Yale Daily News

In a critical time for the field of public health and virtual learning, the Yale School of Public Health’s new online executive master’s in public health (MPH) program offers a new pathway to acquire an MPH degree.

YSPH Dean Sten Vermund explained the basics of the program, which aims to make public health education more accessible to diverse groups, in a video message released on Sept. 10. The course of study will last for two years and instruction will mostly be delivered online, with the exception of three five-day in-person intensives led by the Global Health Leadership Initiative (GHLI). These intensives represent a key aspect in the program. All participants will receive a $10,000 scholarship to help offset the costs of attendance. 

“Public health is a public good,” Martin Klein SPH ’86, senior advisor to the dean of YSPH and director of the MPH program, wrote in an email to the News. “By expanding the reach of YSPH we increase our ability to improve health, prevent disease, and advance the school’s and university’s mission to be a force for good in the world.”

Vermund explained that each of the GHLI-led intensives has a different focus and will be taught to all students. According to Leslie Curry, professor of health policy and management at YSPH, the intensives will focus on design thinking, strategic management of resources and leadership of complex systems.

The second element is focused on knowledge that is central to the field of public health, such as public health policy and data-driven decision making, according to Vermund.

There are then four different areas of specialization that form the third pillar of the Executive MPH program. These include: health informatics, environmental health sciences, applied analytical methods and epidemiology.
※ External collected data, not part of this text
PR #4466, opened 2022-12-15
ocrvs-4214-fix Handled last name first on review header

Zangetsu101:


packages/client/src/views/RegisterForm/review/ReviewSection.tsx
```diff
@@ -1487,6 +1488,20 @@ class ReviewSectionComp extends React.Component<FullProps, State> {
     )
   }
 
+  isLastNameFirst = () => {
+    const { registerForm, draft: declaration } = this.props
+    const fields = registerForm[declaration.event].sections.find((section) =>
+      declaration.event === Event.Birth
+        ? section.id === BirthSection.Child
+        : section.id === DeathSection.Deceased
```
euanmillar, line 1496: @Zangetsu101 lets do the same for Informant, Mother and Father

Zangetsu101: If you reorder the fields to put the lastName before the firstName, the fullname on the review section for everyone (child, mother, father) shows accordingly. It's just the review header (where the name of the child or deceased shows up) wasn't being updated.
image

PR #7114, opened 2024-06-10
refactor: move signatures to review/preview section

Zangetsu101:
https://github.com/opencrvs/opencrvs-countryconfig/pull/137


packages/client/src/views/RegisterForm/ReviewForm.tsx
```diff
@@ -95,6 +95,8 @@ function getEvent(eventType: string) {
       return Event.Birth
     case 'death':
       return Event.Death
+    case 'marriage':
+      return Event.Marriage
```
naftis, line 99: could the eventType be properly typed and handled in some way? Like for example the route definitions wouldn't allow other than strictly typed events, and the user wouldn't flow here at all if the event is something different. Then a `const { event } = useCrvsQueryParams()` or something.. just food for thought for future.

packages/client/src/views/RegisterForm/review/ReviewSection.tsx
```diff
@@ -1848,6 +1733,16 @@ class ReviewSectionComp extends React.Component<FullProps, State> {
...
 
+    const reviewSection = formSections.find(({ viewType }) =>
+      ['preview', 'review'].includes(viewType)
+    )
+
+    if (!reviewSection) {
+      throw new Error(
+        'The form definition should always contain a review or preview section'
+      )
+    }
```
naftis, line 1744: also food for thought, should the user ever flow to ReviewSection if the form definition doesn't contain something required? Kind of an architectural problem as here the validation flows quite far from the actual form definitions or the place where we fetch the forms.

packages/config/src/handlers/forms/validation.ts
```diff
@@ -433,6 +449,20 @@ const form = z.object({
...
+          ?.groups.some(({ id }) => id === 'review-view-group'),
+      `A "review" section is required in form configuration. It can optionally include SIGNATURE fields. An example configuration can be found in our Farajaland reference implementation.`
+    )
+    .refine(
+      (sections) =>
+        sections
+          .find(({ id }) => id === 'preview')
+          ?.groups.some(({ id }) => id === 'preview-view-group'),
+      `A "preview" section is required in form configuration. It can optionally include SIGNATURE fields. An example configuration can be found in our Farajaland reference implementation.`
+    )
```
naftis, line 465: Nice nice nice! To my previous comment about the validation flowing to the components, could we rather just assume the forms are correct as they are actually validated here?

packages/client/src/components/form/DocumentUploadfield/DocumentUploaderWithOption.tsx
```diff
@@ -290,15 +290,15 @@ class DocumentUploaderWithOptionComp extends React.Component<
```
naftis, line 290: typo `DocumentUploadfield` -> `DocumentUploadField`

packages/client/src/views/RegisterForm/ReviewForm.tsx
Zangetsu101: Using proper types should prevent us from accidentally pushing a invalid route but there's still the case if a user does so intentionally by changing the URL. I think most of our pages would break that way as we don't really have something like runtime checking in place (e.g. zod)

packages/client/src/components/form/SignatureField/SignatureUploader.tsx
```diff
@@ -0,0 +1,260 @@
...
+    !Boolean(signatureData) &&
+    intl.formatMessage(validationMessages.required)
+
+  const error = signatureError || requiredError
+
+  function apply() {
+    setSignatureDialogOpen(false)
+    setSignatureError('')
+    onChange(signatureValue)
+  }
```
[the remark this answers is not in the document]
Zangetsu101: unless the logic becomes too complicated, I would prefer not to move them into a custom hook. Moving them into a custom hook for re-usability seems like premature abstraction to me as the need hasn't arised yet.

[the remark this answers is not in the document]
naftis: I also see it as also separating concerns with view/logic layer, agree this is a fairly simple component so this is good either way

We do need to set some examples though as that is not the default way we have written frontend code and the frontend has quite a lot of repeated code and complex logic in components

packages/client/src/views/RegisterForm/ReviewForm.tsx
naftis: Would need a bit of thought and a refactor; we could look into stuff like this when these components are first refactored to function components. Like a simple

```
useCrvsQueryParams(): {
 const params = useQueryParams();
 
 useEffect(() => {
   if (params?.event not in ['marriage', 'death', 'birth'])
     redirect()
  })
  
  return { event: theStrictlyTypedEvent }
}
```

would be simple to use in any view

packages/client/src/views/RegisterForm/review/ReviewSection.tsx
```diff
@@ -2174,15 +2079,22 @@ function fieldToReadOnlyFields(field: IFormField): IFormField {
...
-  }),
-  { goToPageGroup, writeDeclaration }
+  (state: IStoreState, { form }: { form: IForm }) => {
+    const registrationSection = form.sections.find(
+      ({ id }) => id === 'registration'
+    )
+    const documentsSection = form.sections.find(({ id }) => id === 'documents')
+    if (!registrationSection || !documentsSection) {
+      throw new Error('"registration" & "documents" are required sections')
+    }
```
naftis, line 2090: So could we assert these are found? Like `form.sections.find(..)!` and let the software break as we have the validation, this error should never occur

packages/client/src/forms/register/reviewReducer.ts
```diff
@@ -72,15 +72,32 @@ export const reviewReducer: LoopReducer<IReviewFormState, Action> = (
...
             ...marriage,
-            sections: [...marriage.sections, review]
+            sections: [
+              ...marriage.sections.filter(({ viewType }) =>
+                ['form', 'hidden', 'review'].includes(viewType)
+              ),
+              ...(marriage.sections.find((s) => s.id === 'review')
+                ? []
+                : [review])
+            ]
```
naftis, line 100: this adds the review section if it's not being defined? or am I understanding this correctly. Shouldn't the review section be there per the validation?

packages/client/src/components/form/SignatureField/SignatureUploader.tsx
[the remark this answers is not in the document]
Zangetsu101: yea agreed

packages/client/src/forms/register/reviewReducer.ts
Zangetsu101: ah right I was supposed to remove those after adding the validation. thanks for pointing out

packages/client/src/views/RegisterForm/review/ReviewSection.tsx
Zangetsu101: hm not sure which way to go. either way works tbh

naftis: yeah. maybe the runtime code could spawn a question that "why they can be undefined here?", but a ! might spawn a question that "has the dev been lazy here" :D

maybe the bulletproof solution would do some tricks to help TS to understand that the .find will always find.

packages/client/src/components/form/SignatureField/SignatureUploader.tsx
```diff
@@ -0,0 +1,260 @@
+/*
```
naftis, line 1: SignatureUploader could be in component library too as it's fairly self contained

naftis (approved):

Students can choose to focus on one or two of these areas, according to Vermund. 

The final part of this program is a year-long capstone project, in which students apply all they have learned. 

“This has been a strategic goal for the School of Public Health, to expand its offerings, to be able to reach more people, more diverse people, to reach working professionals that can’t necessarily take a full year off, folks that want to stay in the workforce but also want to build their public health capacity,” said Erika Linnander, director of GHLI. “I think it’s been a priority for the School, or a strategic goal of the School, for at least a couple years.”

Klein explained that the program was developed by consulting members of Yale faculty who were familiar with online education, in addition to staff at the Poorvu Center.

He also said that the Horace W. Goldsmith Foundation has supported this program with a grant, which made it possible to develop the experience and technical knowledge necessary to launch the program.

When asked why this program was developed, Klein writes that YSPH “created this program [to] educate working public health professionals who could not leave their jobs and interrupt their careers to come to YSPH to get their degree.” 

While this goal is of a broad scope, it nevertheless feels even more prescient given the current COVID-19 pandemic. Klein points out that “the pandemic has shown us the need for a larger, better trained public health workforce.”

Linnander added that YSPH has “big things to tackle” and hopes that this program will attract a diverse group of people to do so.

Curry described the “twin pandemics,” with COVID-19 on the one hand, and “a second pandemic around racial disparities in everything from health and healthcare outcomes through to wealth accumulation” on the other.

The main goal of this program is to make public health education more accessible so that diverse groups of people can gain advantage from it, according to YSPH staff. They can also use that advantage to improve the public health of their communities and the nation at large.

When asked whether this gives an indication of the future for YSPH, Curry said that while the in-person element of education will always be important, the school “has a responsibility to become more facile in online learning,” especially given that “often online delivery platforms can be an equalizer.” 

Applications to the new online executive master’s degree in public health program are now open.